DATA FOR ANALYSIS >>
———

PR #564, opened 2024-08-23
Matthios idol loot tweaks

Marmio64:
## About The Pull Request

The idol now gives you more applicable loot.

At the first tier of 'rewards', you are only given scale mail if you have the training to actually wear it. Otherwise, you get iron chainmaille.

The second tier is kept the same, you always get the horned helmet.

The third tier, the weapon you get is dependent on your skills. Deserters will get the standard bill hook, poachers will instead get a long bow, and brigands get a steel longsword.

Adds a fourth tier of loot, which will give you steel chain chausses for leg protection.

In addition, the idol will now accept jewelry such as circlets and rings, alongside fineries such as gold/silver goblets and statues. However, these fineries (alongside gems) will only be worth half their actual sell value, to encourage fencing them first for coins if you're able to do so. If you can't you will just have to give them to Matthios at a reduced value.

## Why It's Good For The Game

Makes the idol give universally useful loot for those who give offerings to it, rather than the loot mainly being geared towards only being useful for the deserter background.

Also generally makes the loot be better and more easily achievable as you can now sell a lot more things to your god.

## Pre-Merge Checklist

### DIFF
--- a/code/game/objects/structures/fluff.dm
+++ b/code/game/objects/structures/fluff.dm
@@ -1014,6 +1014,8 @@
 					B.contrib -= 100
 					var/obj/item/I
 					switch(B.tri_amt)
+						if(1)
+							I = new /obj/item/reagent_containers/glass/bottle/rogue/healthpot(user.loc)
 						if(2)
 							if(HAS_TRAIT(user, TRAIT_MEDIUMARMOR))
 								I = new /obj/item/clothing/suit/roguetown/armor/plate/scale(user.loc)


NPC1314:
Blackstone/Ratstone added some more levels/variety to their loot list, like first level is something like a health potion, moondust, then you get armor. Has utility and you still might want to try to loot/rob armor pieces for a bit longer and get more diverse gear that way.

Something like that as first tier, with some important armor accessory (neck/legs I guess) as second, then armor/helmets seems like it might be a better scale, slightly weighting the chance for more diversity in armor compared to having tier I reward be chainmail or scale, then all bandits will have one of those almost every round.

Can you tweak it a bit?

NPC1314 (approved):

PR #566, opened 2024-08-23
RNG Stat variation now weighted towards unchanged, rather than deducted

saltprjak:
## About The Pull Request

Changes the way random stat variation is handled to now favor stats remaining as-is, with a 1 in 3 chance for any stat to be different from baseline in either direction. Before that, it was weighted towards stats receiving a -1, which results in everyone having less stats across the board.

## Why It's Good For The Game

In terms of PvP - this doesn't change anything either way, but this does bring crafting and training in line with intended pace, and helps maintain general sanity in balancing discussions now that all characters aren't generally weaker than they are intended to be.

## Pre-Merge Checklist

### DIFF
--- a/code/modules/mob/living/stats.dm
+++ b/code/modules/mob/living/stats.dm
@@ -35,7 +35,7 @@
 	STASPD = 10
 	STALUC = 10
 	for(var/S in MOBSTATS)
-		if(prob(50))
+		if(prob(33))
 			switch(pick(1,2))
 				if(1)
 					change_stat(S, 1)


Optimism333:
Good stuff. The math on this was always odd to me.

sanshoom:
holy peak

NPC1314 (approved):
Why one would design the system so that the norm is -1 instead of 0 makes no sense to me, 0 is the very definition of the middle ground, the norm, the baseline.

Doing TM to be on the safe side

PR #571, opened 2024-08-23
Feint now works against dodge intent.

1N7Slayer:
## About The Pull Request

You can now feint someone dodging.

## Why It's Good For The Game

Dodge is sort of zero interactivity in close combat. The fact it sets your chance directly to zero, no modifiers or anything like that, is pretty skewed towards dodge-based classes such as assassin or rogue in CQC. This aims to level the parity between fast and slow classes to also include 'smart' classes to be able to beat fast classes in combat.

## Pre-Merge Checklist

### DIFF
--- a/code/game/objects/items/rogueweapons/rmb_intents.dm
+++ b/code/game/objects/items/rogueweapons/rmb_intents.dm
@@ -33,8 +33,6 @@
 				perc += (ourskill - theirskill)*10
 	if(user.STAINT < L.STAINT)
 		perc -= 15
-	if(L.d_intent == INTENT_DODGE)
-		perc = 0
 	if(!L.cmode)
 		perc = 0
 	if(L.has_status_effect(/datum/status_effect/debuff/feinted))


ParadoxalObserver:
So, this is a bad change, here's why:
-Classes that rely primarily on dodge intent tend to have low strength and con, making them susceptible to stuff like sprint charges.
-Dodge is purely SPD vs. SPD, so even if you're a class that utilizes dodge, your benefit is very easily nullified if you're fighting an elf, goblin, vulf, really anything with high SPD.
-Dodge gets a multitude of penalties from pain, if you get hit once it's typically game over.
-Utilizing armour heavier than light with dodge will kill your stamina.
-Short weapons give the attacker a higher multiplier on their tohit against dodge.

———

EXERCISE AIM >>
Review the entries above and return every line where "have" appears.

RESPONSE BOX >>
At the first tier of 'rewards', you are only given scale mail if you have the training to actually wear it. Otherwise, you get iron chainmaille.
In addition, the idol will now accept jewelry such as circlets and rings, alongside fineries such as gold/silver goblets and statues. However, these fineries (alongside gems) will only be worth half their actual sell value, to encourage fencing them first for coins if you're able to do so. If you can't you will just have to give them to Matthios at a reduced value.
Something like that as first tier, with some important armor accessory (neck/legs I guess) as second, then armor/helmets seems like it might be a better scale, slightly weighting the chance for more diversity in armor compared to having tier I reward be chainmail or scale, then all bandits will have one of those almost every round.
-Classes that rely primarily on dodge intent tend to have low strength and con, making them susceptible to stuff like sprint charges.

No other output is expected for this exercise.